Your worm is your only emperor for diet. We fat all creatures else to feed us, and we fat ourselves for maggots.
(IV.iii.)
Hamlet says this to Claudius, having been escorted into Claudius’s presence by armed guards after killing Polonius. At this point in the play Hamlet has to convince Claudius that he’s insane he won’t be held accountable for the murder or be perceived as a direct and immediate threat to Claudius, and it works—Claudius does think he’s dangerous, but also that he’s out of his mind. Hamlet’s words literally mean “The worm has the most exclusive diet (because it eats humans after they’re buried). Humans fatten other animals to eat, but they also fatten themselves to be eaten by worms.” The words can be taken as evidence of Hamlet’s morbid obsession with death and decay, or as a reminder that we are all mortal, but they have a menacing undertone as well, subtly reminding Claudius that he is mortal and will at some point be food for worms.

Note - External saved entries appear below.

PR #172, opened 2017-05-02
first draft at adding a panel element

Christopher-Bradshaw:
**Jira:**

**Overview:**
Add a panel element with various types. This is my first component so probably a bit rough. Will write tests once I get a preliminary once over. Open questions for reviewer:

1) `Panel` might be too generic a name. Any suggestions? (Changed to AlertBox)
2) Are we OK that this requires the app to have access to font awesome?
3) This doesn't show up in left nav of the docs. I can't work out where I need to add it. Any suggestions?

**Screenshots/GIFs:**
panel
image

**Testing:**
- [x] Unit tests
- Manual tests:
  - [ ] Chrome
  - [ ] Safari
  - [ ] IE10

**Roll Out:**
- Before merging:
  - [ ] Updated docs
- After merging:


src/Panel/Panel.less
```diff
@@ -0,0 +1,45 @@
+@import (reference) "../less/index";
+
+.Panel--container {
+  border-style: solid;
+  border-width: @size_3xs @size_3xs @size_3xs @size_s;
+  border-radius: @size_2xs;
```
CarlNelson: You can use the .borderRadius mixin here.

src/Panel/Panel.less
```diff
@@ -0,0 +1,45 @@
+@import (reference) "../less/index";
+
+.Panel--container {
+  border-style: solid;
+  border-width: @size_3xs @size_3xs @size_3xs @size_s;
```
CarlNelson: You can use the .border mixins here.

src/Panel/Panel.less
```diff
@@ -0,0 +1,45 @@
...
+  border-radius: @size_2xs;
+  padding: @size_xs;
```
CarlNelson: Can use spacing mixins here, and all the places you directly reference the sizing variables

e.g.:  .padding--xs

src/Panel/Panel.jsx
```diff
@@ -0,0 +1,48 @@
...
+/*
+ * Panel is various types of panel.
+*/
+export default function Panel({children, type, title}) {
+  const {Icons, cssClass} = Panel;
+
+  return (
+    <div className={classnames(`Panel--${type}`, cssClass.CONTAINER)}>
+      <div className={cssClass.HEADER}>
+        <i className={classnames("fa", Icons[type])} />
```
CarlNelson: Would add an 'alertIcon--[type]' here to style directly rather than have them nested in the LESS.

src/Panel/Panel.less
```diff
@@ -0,0 +1,45 @@
+@import (reference) "../less/index";
+
+.Panel--container {
```
CarlNelson: nit: should be PascalCase for the child object.

See http://clever.github.io/components/#/less/less-style-guide for explanation

CarlNelson:
These are generally called Alerts or Alert Boxes. Would rename the component to that.

Should also have an `canDismiss` prop that is a boolean to close/dismiss the alert box.

src/Panel/Panel.less
Christopher-Bradshaw: For the left border, none of the mixins are large enough. Can I use the `@size_s` there or is there a better way to do it.

src/Panel/Panel.less
Christopher-Bradshaw: Can you elaborate on what you mean here? I see
`.TabBar--Tab--alert` in that page and thought container would be like alert?

src/Panel/Panel.jsx
Christopher-Bradshaw: Does nesting not make sense here? The nested syling only makes sense/is applied when inside the relevant box? Happy to change if we want to avoid all nesting but I feel it is easier to understand like this.

CarlNelson:
Totally can

`alert` in the example is a modifier. While `container` is an element.

For AlertBox `info|error|warning|success` are modifiers.

CarlNelson:
Generally avoiding nesting of any kind makes it overall more readable.

docs/components/AlertBoxView.jsx
```diff
@@ -0,0 +1,69 @@
...
+  }
+
+  render() {
+    const {AlertBoxOptions} = AlertBoxView;
+    const {type} = this.state;
+
+    return (
+      <View title="AlertBox" sourcePath="src/AlertBox/AlertBox.jsx">
+        <p>
+          A set of alert boxes. N.B. this requires the app you use it in to have
```
osdiab: It would be better if it didn't, since it requires fontawesome assets which may not be available in the client app; so you can get the SVG versions of the icons, and copy them into components like so:

```
function MyIcon() {
  return <svg>...</svg>; // copy the svg contents here
}
```

src/Panel/Panel.jsx
osdiab: browsers build indexes of classnames to elements, and specifying elements via nesting can often be less efficient and brittle to structural changes in the HTML than if you just gave the element a CSS class itself. He's saying to keep the current nesting of the HTML, but to refer to his element in CSS by a classname.

src/Panel/Panel.less
osdiab: I think he means that if `container` is a component, this should be `.Panel--Container` to denote that `Container` is a component; but if it's not I don't think you need to capitalize it, correct me if I'm wrong @CarlNelson

docs/components/AlertBoxView.jsx
```diff
@@ -0,0 +1,69 @@
...
+          access to Font Awesome.
+        </p>
+        <CodeSample>
+          {`
+            import {AlertBox} from "clever-components";
```
osdiab: Code sample could use more love

src/AlertBox/AlertBox.jsx
```diff
@@ -0,0 +1,70 @@
...
+}
+
+AlertBox.Type = {
+  WARNING: "warning",
+  SUCCESS: "success",
+  ERROR: "error",
+  INFO: "info",
+};
+
+AlertBox.Icons = {
```
osdiab: yep, I'd just include the SVG assets as components as described above.

src/AlertBox/AlertBox.less
```diff
@@ -0,0 +1,70 @@
...
+  .padding--xs;
+}
+
+.AlertBox--Title {
+  display: inline;
+  .margin--left--2xs;
+}
+
+.AlertBox--warning {
+  .tint(background-color, @alert_orange, 6);
```
osdiab: maybe make `6` a variable

docs/components/AlertBoxView.jsx
Christopher-Bradshaw: Can do. Also https://en.wikipedia.org/wiki/Nota_bene

CarlNelson:
Let's do a quick design pass in person before we land this :)

Christopher-Bradshaw:
LGTM in person by carl

src/AlertBox/AlertBox.jsx
```diff
@@ -0,0 +1,66 @@
+import _ from "lodash";
+import classnames from "classnames";
+import React, {PureComponent, PropTypes} from "react";
+
+import "./AlertBox.less";
+import "./AlertBoxIcons.less";
+
+const closeIcon = <svg viewBox="0 0 1792 1792" xmlns="http://www.w3.org/2000/svg"><path d="M1490 1322q0 40-28 68l-136 136q-28 28-68 28t-68-28l-294-294-294 294q-28 28-68 28t-68-28l-136-136q-28-28-28-68t28-68l294-294-294-294q-28-28-28-68t28-68l136-136q28-28 68-28t68 28l294 294 294-294q28-28 68-28t68 28l136 136q28 28 28 68t-28 68l-294 294 294 294q28 28 28 68z" /></svg>;
```
osdiab: Can you make this a function that returns this and then use it as a component? Like:

```
function CloseIcon() {
 return <svg>...</svg>
};

//...
render() {
  return <CloseIcon />...
}
```

In the current case, all `AlertBox`'es on the screen will use the same instance of the component if you have multiple of them onscreen, I'm not so sure how React would deal with that especially if the Javascript enacts any modification to the SVG styling / elements via js. more robust to just create a new instance via the above code.

src/AlertBox/AlertBoxIcons.less
```diff
@@ -0,0 +1,24 @@
...
...Izc7bbTXSwhmmp6AkZBlFcbKflVqK5J7WvpTa6sgiDJsZRvOB7xEyugR5tJTUmysYw6RBpLn2mVzw08apXuJs3mXM3r8nnqxZWLcvSfK1+8cL6K8nGCyVDeqd3n4pc2xGciYKfr25UPGVmLadyqBi90+i/kV/0Qo2bszuLbnjgaPTyz4ZVdyNYDVf9XtxA18lXTrh+uOXagVfRlUDn3OXKmnvK39Qeyzmi/y+onpX6AAAAeJxjYGRgYADi9RGugvH8Nl8ZuJlfAEUYrhqICsLo/1//ZzF/YQ4CcjkYmECiACUsCv4AAHicY2BkYGAO+p8FJF/8//r/C/MXBqAICmAFALW2B48AA+gAAAPo//UDWf/9A+gAAAOgAAAAAAAAAHQA7AFAAeUAAQAAAAUAVgADAAAAAAACABIAIgBzAAAAXwtwAAAAAHicdZDdasIwGIbfzJ9tCtvYYKfL0VDG6g8MQRAEh55sJzI8HbXWtlIbSaPgbewedjG7iV3LXts4hrKWNM/35MuXrwFwjW8I5M8TR84CZ4xyPsEpepYL9M+Wi+QXyyVU8Wa5TP9uuYIHBJaruMEHK4jiOaMFPi0LXIlLyye4EHeWC/SPlovknuUSbsWr5TK9Z7mCiUgtV3EvvgZqtdVREBpZG9Rlu9nqyOlWKqoocWPprk2odCr7cq4S48excjy13PPYD9axq/fhfp74Oo1UIltOc69GfuJr1/izXfV0E7SNmcu5Vks5tBlypdXC94wTGrPqNhp/z8MACitsoRHxqkIYSNRo65zbaKKFDmnKDMnMPCtCAhcxjYs1d4TZSsq4zzFnlND6zIjJDjx+l0d+TAq4P2YVfbR6GE9IuzOizEv25bC7w6wRKcky3czOfntPseFpbVrDXbsuddaVxPCghuR97NYWNB69k92Koe2iwfef//sB5m6EUQB4nGNgYoAALgbsgJWRiZGZkYWRlZGNgb08sSgvMy+dJTMvLZ81tagov4i9uDQ5ObW4mIEBAKA1CgcAAAB4nGPw3sFwIihiIyNjX+QGxp0cDBwMyQUbGVidNjEwMmiBGJu5mBg5ICw+BjCLzWkX0wGgNCeQze60i8EBwmZmcNmowtgRGLHBoSNiI3OKy0Y1EG8XRwMDI4tDR3JIBEhJJBBs5mFi5NHawfi/dQNL70YmBhcADHYj9AAA') format('woff'),
```
osdiab: @CarlNelson I wonder if it's better to use this inline icon font or to instead use [the SVG icons](https://github.com/encharm/Font-Awesome-SVG-PNG/tree/master/black/svg) directly in the code—I think the latter is clearer what it does and makes the SVG's more easily swappable, as this is arcane and more difficult to customize later on. Also may not be a pattern we can use for icons in the future if we ever need to transform the icons themselves, as SVG's rendered into the DOM give full use of CSS and JavaScript selectors and transformations on the icons themselves.

CarlNelson: Ah yeah. I would inline SVGs instead of using the icon font. Good catch.

Christopher-Bradshaw: cc @kofi-clever ^ is how we want to do it rather than using the fontello stuff

kofi-clever: yeah, i'm probably in the minority here on this issue, but my thoughts are:
- svg fonts are better suited for icons that don't necessarily have a pre-determined size or color and can be adjusted easily to fit various contexts (grow with text, colored for different state like enabled/disabled, etc)
- plain svg icons are great for icons/images with pre-determined size/color settings (like our `Icon` component) but can be more restrictive WRT customization/adapting to surrounding context, since they have to be styled differently

in this specific case, no strong feelings either way, but figured this probably won't be the last time we need these icons in Dewey (e.g. toast notifications) and would be nice if they were flexible enough to be used in different situations

src/AlertBox/AlertBox.jsx
```diff
@@ -0,0 +1,70 @@
...
+    const {children, className, type, title, isClosable} = this.props;
+    const {isOpen} = this.state;
+    const {Icons, cssClass} = AlertBox;
+    if (!isOpen) {
+      return null;
+    }
+    return (
+      <div className={classnames(`AlertBox--${type}`, cssClass.CONTAINER, className)}>
+        <div className={cssClass.HEADER}>
+          <span>{Icons[type]()}</span>
```
osdiab: Only one change I'd make here—just to make clear that this is actually creating a React element, can you in the code above say:

```
const Icon = Icons[type];
```

and then invoke it here as:

```
<span><Icon /></span>
```

That way it's obvious that `Icon` is a React component.

src/AlertBox/AlertBox.jsx
```diff
@@ -0,0 +1,70 @@
...
+            <button className={cssClass.CLOSE} onClick={() => this.closeBox()}><CloseIcon /></button>
+          }
+        </div>
+        {children}
+      </div>
+    );
+  }
+}
+
+AlertBox.Type = {
```
osdiab: No need for `Type` to be uppercased, maybe call this `AlertBox.types` or capitalize it entirely, and call it `TYPES`. Additionally it doesn't need to be a member of `AlertBox`, actually. So how about just

```
const TYPES = {
  //...
};
```

If you want them to be accessible outside of `AlertBox.jsx`, then you can `export` this as a named export as well.

src/AlertBox/AlertBox.jsx
osdiab: And here, instead of capitalizing it, call it `const ICONS = ...`

src/AlertBox/AlertBox.jsx
```diff
@@ -0,0 +1,70 @@
...
+};
+
+AlertBox.Icons = {
+  warning: WarningIcon,
+  success: SuccessIcon,
+  error: ErrorIcon,
+  info: InfoIcon,
+};
+
+AlertBox.cssClass = {
```
osdiab: to keep with the plural/non-member naming scheme above, `const CLASSES` or `CLASS_NAMES`; I wouldn't append `css` since classnames are as much a part of the HTML spec as they are in CSS.

src/AlertBox/AlertBox.jsx
```diff
@@ -0,0 +1,70 @@
+import _ from "lodash";
+import classnames from "classnames";
+import React, {PureComponent, PropTypes} from "react";
+
+import "./AlertBox.less";
+import {CloseIcon, WarningIcon, SuccessIcon, ErrorIcon, InfoIcon} from "./Icons";
```
osdiab: since `Icons` isn't actually a React component, but just a file that exports other react components, I'd lowercase it and call the file `icons.jsx`.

There’s a divinity that shapes our ends,
Rough-hew them how we will.
(V.ii.)
Hamlet makes this remark to Horatio while explaining how he woke up on board the ship to England and on a sudden impulse snuck in and stole the king’s letter from Rosencrantz and Guildenstern. The point Hamlet is making is that sometimes when we act impulsively or rashly things turn out well, showing that there is a divine power shaping our lives. The significance of Hamlet’s remark is that it shows how much he has changed since the first half of the play. In the early acts, Hamlet had been indecisive but also very preoccupied with knowing the truth and determining the best thing to do. After he kills Polonius, and through the end of the play, Hamlet acts much more recklessly and is prepared to do things and let the chips fall where they may. This attitude carries him into the last act, where Claudius and Laertes have laid a trap for him in the fencing match, but Hamlet is no longer particularly concerned with what happens to himself and gladly accepts, hoping the outcome will somehow fall in his favor.